**Goal of the exercise**
In the entries below, find each line with the string "opened" and copy it.

[Stored data]
* * * * * * *

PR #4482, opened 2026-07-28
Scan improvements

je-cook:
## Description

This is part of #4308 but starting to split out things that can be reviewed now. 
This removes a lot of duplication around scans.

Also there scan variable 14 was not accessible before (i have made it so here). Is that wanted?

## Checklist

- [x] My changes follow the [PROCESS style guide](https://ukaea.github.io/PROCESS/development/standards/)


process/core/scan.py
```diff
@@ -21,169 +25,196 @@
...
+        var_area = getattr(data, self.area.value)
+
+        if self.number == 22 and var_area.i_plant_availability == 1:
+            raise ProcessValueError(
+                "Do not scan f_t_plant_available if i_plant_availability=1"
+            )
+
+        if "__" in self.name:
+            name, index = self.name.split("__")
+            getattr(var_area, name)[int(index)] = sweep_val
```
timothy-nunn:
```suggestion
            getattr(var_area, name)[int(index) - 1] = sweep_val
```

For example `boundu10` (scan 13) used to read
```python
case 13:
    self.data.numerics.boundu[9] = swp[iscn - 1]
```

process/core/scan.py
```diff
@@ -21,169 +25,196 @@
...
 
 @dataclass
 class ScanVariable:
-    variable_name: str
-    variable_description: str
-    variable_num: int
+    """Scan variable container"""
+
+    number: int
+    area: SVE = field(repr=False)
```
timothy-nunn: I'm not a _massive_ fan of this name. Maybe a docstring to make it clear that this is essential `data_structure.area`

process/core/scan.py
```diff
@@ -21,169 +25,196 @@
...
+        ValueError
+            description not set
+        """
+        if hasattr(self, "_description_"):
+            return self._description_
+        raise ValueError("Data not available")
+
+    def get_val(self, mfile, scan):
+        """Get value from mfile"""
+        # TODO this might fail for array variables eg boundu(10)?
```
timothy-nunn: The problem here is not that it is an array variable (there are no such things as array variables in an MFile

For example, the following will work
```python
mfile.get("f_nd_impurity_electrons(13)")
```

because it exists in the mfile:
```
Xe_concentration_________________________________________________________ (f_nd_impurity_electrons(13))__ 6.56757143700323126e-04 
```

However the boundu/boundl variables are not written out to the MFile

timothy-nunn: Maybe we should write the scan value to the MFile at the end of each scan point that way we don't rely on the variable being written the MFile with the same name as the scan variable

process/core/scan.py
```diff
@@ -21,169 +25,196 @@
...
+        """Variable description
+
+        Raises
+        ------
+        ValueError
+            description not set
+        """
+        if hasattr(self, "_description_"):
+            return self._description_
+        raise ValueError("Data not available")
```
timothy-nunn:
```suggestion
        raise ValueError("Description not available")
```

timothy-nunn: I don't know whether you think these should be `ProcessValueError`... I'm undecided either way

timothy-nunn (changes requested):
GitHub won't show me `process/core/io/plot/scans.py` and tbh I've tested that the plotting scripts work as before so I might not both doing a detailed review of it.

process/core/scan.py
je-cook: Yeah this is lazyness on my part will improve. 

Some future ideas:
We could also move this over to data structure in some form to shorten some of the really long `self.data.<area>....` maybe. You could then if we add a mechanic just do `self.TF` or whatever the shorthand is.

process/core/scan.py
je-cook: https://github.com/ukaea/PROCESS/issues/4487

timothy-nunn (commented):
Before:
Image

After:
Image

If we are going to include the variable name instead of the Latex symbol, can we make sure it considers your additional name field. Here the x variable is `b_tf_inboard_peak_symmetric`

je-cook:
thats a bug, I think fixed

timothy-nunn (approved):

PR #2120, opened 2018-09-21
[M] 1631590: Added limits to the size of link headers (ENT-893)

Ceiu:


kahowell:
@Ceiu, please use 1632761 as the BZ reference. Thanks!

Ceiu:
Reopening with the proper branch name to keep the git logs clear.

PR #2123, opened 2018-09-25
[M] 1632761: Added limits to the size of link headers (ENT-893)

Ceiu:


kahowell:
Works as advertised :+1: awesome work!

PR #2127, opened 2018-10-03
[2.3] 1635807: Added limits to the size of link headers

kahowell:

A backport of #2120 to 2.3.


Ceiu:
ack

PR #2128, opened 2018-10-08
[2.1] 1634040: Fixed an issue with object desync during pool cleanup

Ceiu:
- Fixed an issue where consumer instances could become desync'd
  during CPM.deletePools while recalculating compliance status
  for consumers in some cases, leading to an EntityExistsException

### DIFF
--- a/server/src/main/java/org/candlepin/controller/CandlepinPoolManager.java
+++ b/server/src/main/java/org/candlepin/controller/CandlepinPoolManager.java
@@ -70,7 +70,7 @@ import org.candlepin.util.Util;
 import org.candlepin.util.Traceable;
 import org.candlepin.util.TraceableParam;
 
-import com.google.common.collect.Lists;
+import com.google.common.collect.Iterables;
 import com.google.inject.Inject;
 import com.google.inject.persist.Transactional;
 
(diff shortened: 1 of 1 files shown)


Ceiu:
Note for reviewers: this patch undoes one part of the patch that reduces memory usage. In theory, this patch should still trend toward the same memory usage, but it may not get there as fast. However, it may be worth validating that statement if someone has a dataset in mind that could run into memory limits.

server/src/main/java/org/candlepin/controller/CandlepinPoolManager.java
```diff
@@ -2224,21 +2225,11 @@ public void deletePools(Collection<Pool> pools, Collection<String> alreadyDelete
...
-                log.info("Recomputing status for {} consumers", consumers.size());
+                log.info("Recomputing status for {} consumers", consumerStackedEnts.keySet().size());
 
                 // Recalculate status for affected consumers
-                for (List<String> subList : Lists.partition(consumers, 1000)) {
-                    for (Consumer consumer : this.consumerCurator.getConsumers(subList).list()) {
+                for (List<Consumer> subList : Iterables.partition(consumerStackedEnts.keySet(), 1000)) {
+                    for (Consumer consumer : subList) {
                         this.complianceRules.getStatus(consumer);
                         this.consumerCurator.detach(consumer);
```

* * * * * * *

**Result of the task**
PR #4482, opened 2026-07-28
PR #2120, opened 2018-09-21
PR #2123, opened 2018-09-25
PR #2127, opened 2018-10-03
PR #2128, opened 2018-10-08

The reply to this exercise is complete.